From the records below, copy out exactly the lines from the one containing "# set model" to the one containing "-354,6 +353,11 @@", both included. Add nothing else.

◆ Exercise input:
━━━━━━━━━━━━━━━━━━━━

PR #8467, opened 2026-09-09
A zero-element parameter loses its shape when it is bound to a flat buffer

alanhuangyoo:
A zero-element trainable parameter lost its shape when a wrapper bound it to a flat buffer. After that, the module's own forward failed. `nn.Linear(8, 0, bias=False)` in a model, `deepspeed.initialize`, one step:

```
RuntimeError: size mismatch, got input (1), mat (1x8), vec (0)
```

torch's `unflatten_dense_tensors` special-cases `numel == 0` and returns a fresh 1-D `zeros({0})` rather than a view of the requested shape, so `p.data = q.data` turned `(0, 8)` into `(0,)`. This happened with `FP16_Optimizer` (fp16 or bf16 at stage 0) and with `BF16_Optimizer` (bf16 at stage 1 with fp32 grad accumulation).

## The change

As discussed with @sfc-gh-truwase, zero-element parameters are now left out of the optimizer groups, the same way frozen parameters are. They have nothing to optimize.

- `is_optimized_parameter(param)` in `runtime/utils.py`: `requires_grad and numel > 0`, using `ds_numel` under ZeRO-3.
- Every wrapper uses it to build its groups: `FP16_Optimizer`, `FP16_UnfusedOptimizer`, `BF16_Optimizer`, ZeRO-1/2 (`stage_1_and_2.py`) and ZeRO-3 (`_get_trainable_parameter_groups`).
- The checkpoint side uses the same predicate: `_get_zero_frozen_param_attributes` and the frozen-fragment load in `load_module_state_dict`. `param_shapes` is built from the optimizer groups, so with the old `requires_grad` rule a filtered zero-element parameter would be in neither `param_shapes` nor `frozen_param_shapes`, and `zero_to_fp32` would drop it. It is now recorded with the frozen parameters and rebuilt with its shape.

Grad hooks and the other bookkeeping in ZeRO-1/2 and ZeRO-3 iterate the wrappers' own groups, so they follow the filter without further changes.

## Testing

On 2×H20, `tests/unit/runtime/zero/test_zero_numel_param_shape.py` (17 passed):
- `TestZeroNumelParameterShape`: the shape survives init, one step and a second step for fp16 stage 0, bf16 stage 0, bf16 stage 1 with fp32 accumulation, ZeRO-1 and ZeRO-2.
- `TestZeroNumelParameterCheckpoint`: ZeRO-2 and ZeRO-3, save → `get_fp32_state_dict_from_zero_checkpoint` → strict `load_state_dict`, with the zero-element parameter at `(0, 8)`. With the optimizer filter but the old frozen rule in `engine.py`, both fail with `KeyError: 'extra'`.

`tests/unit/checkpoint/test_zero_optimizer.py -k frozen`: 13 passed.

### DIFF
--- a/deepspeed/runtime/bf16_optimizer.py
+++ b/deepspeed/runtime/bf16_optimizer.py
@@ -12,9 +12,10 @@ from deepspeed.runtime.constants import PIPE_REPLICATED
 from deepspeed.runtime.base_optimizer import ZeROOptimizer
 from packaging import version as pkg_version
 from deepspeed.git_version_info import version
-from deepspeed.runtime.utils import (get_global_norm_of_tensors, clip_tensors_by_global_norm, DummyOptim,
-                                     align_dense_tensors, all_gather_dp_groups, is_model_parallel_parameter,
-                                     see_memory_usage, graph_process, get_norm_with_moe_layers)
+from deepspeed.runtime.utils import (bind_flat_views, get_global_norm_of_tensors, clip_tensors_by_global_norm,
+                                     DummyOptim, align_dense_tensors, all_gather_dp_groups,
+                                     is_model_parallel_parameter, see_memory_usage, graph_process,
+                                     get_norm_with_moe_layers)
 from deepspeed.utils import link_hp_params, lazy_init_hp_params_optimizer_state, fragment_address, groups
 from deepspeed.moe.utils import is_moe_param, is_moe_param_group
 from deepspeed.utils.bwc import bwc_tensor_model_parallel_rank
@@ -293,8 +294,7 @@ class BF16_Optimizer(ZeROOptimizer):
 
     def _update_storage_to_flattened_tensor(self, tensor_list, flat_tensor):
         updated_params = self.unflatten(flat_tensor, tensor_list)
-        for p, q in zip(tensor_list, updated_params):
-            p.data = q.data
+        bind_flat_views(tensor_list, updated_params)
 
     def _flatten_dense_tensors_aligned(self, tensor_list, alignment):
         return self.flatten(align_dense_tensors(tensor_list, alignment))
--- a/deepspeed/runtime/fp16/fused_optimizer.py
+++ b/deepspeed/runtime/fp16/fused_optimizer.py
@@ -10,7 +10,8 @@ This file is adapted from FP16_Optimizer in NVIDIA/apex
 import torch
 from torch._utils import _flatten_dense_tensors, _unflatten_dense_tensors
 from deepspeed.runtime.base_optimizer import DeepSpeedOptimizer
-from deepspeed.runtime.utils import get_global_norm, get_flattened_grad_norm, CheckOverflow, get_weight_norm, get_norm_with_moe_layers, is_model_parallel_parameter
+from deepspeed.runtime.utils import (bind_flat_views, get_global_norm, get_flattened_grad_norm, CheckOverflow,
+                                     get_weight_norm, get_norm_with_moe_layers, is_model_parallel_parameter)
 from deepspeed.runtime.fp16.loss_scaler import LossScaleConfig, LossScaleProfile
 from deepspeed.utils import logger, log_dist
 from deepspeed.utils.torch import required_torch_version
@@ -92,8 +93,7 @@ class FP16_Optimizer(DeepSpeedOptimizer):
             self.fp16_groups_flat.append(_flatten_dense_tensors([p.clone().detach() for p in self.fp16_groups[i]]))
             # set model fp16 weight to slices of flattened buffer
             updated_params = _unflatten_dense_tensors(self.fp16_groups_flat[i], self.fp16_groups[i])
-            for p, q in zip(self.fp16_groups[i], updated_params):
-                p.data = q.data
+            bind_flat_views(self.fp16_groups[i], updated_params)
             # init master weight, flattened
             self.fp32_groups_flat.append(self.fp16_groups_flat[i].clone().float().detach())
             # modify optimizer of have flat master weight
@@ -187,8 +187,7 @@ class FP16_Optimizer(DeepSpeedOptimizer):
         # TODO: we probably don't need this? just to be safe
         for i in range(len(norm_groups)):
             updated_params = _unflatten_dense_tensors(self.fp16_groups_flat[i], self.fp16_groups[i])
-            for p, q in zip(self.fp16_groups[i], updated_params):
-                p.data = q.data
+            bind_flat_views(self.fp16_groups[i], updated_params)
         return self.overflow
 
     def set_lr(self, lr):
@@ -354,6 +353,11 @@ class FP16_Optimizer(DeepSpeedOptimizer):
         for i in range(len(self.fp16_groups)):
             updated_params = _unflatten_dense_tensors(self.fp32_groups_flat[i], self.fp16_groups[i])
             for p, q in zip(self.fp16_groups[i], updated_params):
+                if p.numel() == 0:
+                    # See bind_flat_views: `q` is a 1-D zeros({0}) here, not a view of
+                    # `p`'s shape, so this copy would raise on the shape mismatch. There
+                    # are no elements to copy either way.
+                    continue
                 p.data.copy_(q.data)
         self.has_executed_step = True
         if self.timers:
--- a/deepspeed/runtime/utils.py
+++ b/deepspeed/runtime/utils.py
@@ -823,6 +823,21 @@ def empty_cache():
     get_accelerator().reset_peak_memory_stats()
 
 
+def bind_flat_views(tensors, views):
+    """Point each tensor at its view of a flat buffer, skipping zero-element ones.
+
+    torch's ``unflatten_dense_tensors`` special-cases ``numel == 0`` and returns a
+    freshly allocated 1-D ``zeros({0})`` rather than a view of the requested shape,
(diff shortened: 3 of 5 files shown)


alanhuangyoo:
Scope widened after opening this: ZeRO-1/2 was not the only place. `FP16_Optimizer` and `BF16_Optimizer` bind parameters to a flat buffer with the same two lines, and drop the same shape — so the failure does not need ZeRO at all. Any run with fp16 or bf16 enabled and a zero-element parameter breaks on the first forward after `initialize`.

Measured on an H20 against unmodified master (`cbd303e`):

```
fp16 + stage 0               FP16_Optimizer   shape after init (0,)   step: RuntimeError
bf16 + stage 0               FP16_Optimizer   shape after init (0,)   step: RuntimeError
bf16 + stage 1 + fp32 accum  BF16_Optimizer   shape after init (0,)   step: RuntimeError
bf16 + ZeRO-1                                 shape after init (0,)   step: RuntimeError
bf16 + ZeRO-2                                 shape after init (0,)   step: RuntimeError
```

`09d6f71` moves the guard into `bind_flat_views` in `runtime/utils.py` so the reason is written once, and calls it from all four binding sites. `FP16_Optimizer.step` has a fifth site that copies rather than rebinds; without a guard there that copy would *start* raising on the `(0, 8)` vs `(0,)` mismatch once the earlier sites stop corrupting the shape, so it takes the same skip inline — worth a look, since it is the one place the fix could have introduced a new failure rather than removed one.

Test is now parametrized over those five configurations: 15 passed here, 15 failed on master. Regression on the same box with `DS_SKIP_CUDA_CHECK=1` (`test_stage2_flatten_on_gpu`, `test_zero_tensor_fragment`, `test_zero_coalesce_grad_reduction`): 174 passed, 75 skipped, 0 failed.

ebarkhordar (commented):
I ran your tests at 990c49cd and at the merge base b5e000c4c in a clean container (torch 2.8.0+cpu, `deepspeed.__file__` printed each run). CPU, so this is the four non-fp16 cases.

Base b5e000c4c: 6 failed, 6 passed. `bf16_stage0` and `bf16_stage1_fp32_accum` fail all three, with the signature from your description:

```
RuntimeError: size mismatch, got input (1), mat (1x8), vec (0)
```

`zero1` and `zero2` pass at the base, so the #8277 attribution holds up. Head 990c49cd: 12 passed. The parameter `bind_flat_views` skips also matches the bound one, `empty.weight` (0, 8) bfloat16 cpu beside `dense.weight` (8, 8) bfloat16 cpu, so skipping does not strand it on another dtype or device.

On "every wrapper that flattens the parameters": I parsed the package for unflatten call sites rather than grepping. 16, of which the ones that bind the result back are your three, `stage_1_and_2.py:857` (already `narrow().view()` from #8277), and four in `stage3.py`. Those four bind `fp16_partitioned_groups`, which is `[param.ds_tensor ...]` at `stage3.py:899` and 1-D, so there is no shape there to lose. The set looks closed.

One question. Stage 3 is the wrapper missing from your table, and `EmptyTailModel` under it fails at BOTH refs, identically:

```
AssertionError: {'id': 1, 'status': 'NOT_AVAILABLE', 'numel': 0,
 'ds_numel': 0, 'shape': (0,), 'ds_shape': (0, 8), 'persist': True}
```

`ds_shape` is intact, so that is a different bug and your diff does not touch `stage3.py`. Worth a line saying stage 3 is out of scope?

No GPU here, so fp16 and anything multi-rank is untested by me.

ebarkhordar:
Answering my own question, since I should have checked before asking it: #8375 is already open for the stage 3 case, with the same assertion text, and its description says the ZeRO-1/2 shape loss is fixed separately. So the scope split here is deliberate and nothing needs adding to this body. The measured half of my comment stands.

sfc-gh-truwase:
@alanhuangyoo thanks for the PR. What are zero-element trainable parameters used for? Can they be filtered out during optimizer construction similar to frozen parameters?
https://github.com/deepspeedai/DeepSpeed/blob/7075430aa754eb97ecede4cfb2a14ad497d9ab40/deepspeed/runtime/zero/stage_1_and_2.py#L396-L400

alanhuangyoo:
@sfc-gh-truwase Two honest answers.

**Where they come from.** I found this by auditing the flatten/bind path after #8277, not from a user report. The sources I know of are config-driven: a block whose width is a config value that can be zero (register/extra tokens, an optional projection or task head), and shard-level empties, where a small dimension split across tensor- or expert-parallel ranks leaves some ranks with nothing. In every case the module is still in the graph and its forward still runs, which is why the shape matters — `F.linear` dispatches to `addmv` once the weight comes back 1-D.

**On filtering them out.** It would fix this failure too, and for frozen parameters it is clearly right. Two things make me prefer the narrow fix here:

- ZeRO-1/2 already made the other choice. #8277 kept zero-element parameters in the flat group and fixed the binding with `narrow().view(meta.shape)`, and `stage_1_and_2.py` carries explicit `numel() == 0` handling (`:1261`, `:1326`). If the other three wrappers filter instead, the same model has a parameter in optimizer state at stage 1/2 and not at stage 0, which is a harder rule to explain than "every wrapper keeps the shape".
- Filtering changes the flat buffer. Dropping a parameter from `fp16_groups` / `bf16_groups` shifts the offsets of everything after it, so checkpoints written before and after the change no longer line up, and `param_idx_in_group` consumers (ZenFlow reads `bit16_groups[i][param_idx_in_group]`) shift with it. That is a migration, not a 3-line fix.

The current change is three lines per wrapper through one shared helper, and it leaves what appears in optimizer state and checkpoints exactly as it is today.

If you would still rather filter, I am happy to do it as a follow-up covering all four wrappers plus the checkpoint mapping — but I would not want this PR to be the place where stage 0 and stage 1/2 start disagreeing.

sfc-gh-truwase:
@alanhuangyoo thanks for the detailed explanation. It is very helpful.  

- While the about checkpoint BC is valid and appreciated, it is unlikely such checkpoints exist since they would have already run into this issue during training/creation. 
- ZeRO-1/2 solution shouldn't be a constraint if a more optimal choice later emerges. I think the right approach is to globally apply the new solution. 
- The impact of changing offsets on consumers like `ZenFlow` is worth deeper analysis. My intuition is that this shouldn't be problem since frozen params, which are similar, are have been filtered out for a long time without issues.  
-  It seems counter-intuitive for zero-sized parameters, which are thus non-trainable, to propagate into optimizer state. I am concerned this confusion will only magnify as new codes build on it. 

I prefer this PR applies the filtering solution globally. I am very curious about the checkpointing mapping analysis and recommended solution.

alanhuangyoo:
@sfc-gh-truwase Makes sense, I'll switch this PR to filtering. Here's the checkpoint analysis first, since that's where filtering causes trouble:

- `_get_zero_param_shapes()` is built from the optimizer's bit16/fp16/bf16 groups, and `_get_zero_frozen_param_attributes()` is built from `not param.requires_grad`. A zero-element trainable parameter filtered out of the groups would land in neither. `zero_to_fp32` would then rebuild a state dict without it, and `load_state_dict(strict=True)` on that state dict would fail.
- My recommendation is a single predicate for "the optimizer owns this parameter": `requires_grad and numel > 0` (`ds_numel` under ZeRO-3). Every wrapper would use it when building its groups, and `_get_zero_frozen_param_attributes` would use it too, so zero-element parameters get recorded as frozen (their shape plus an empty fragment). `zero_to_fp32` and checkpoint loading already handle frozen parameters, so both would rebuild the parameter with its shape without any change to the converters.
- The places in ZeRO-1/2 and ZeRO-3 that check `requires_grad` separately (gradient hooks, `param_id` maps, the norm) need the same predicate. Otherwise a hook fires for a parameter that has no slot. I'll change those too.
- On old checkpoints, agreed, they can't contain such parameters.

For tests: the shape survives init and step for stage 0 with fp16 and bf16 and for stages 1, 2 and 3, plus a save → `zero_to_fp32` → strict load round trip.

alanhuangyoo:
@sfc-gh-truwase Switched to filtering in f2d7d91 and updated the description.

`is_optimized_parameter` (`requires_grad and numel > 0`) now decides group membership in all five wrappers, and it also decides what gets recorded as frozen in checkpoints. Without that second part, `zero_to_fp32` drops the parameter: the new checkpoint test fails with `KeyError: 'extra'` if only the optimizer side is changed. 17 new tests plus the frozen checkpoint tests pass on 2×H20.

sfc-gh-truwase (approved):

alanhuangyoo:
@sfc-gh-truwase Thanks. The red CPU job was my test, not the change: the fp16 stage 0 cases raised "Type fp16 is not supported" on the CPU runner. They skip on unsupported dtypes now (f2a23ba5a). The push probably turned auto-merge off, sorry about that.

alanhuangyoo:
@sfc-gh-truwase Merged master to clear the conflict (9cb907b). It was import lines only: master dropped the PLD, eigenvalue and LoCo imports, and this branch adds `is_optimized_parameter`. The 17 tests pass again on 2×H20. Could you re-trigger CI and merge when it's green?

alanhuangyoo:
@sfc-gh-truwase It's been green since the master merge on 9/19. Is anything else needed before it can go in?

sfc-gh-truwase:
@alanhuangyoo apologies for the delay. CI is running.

━━━━━━━━━━━━━━━━━━━━

◆ Result:
             # set model fp16 weight to slices of flattened buffer
             updated_params = _unflatten_dense_tensors(self.fp16_groups_flat[i], self.fp16_groups[i])
-            for p, q in zip(self.fp16_groups[i], updated_params):
-                p.data = q.data
+            bind_flat_views(self.fp16_groups[i], updated_params)
             # init master weight, flattened
             self.fp32_groups_flat.append(self.fp16_groups_flat[i].clone().float().detach())
             # modify optimizer of have flat master weight
@@ -187,8 +187,7 @@ class FP16_Optimizer(DeepSpeedOptimizer):
         # TODO: we probably don't need this? just to be safe
         for i in range(len(norm_groups)):
             updated_params = _unflatten_dense_tensors(self.fp16_groups_flat[i], self.fp16_groups[i])
-            for p, q in zip(self.fp16_groups[i], updated_params):
-                p.data = q.data
+            bind_flat_views(self.fp16_groups[i], updated_params)
         return self.overflow
 
     def set_lr(self, lr):
@@ -354,6 +353,11 @@ class FP16_Optimizer(DeepSpeedOptimizer):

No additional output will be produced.